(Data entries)
========================================================================
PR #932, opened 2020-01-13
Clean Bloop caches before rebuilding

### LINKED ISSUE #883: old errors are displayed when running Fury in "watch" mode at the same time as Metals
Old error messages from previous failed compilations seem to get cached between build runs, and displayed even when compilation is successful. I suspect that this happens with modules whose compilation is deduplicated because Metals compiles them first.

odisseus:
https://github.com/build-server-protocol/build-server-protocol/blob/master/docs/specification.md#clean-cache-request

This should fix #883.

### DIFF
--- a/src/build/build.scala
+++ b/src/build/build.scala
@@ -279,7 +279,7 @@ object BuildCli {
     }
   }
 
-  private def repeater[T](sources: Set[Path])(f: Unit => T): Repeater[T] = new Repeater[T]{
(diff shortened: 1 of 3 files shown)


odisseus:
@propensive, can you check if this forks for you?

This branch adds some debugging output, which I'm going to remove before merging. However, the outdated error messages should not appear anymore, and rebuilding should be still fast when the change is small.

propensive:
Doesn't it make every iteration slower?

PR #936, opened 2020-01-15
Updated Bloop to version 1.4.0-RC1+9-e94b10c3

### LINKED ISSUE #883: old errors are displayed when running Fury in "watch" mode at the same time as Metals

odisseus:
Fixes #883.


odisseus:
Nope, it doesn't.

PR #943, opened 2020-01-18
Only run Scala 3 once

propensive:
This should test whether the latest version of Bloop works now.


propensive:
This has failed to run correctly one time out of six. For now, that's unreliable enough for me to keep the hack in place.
========================================================================
** Your assignment **
Word for word, reproduce every record shown above.

** Result of the task **
PR #932, opened 2020-01-13
Clean Bloop caches before rebuilding

### LINKED ISSUE #883: old errors are displayed when running Fury in "watch" mode at the same time as Metals
Old error messages from previous failed compilations seem to get cached between build runs, and displayed even when compilation is successful. I suspect that this happens with modules whose compilation is deduplicated because Metals compiles them first.

odisseus:
https://github.com/build-server-protocol/build-server-protocol/blob/master/docs/specification.md#clean-cache-request

This should fix #883.

### DIFF
--- a/src/build/build.scala
+++ b/src/build/build.scala
@@ -279,7 +279,7 @@ object BuildCli {
     }
   }
 
-  private def repeater[T](sources: Set[Path])(f: Unit => T): Repeater[T] = new Repeater[T]{
(diff shortened: 1 of 3 files shown)


odisseus:
@propensive, can you check if this forks for you?

This branch adds some debugging output, which I'm going to remove before merging. However, the outdated error messages should not appear anymore, and rebuilding should be still fast when the change is small.

propensive:
Doesn't it make every iteration slower?

PR #936, opened 2020-01-15
Updated Bloop to version 1.4.0-RC1+9-e94b10c3

### LINKED ISSUE #883: old errors are displayed when running Fury in "watch" mode at the same time as Metals

odisseus:
Fixes #883.


odisseus:
Nope, it doesn't.

PR #943, opened 2020-01-18
Only run Scala 3 once

propensive:
This should test whether the latest version of Bloop works now.


propensive:
This has failed to run correctly one time out of six. For now, that's unreliable enough for me to keep the hack in place.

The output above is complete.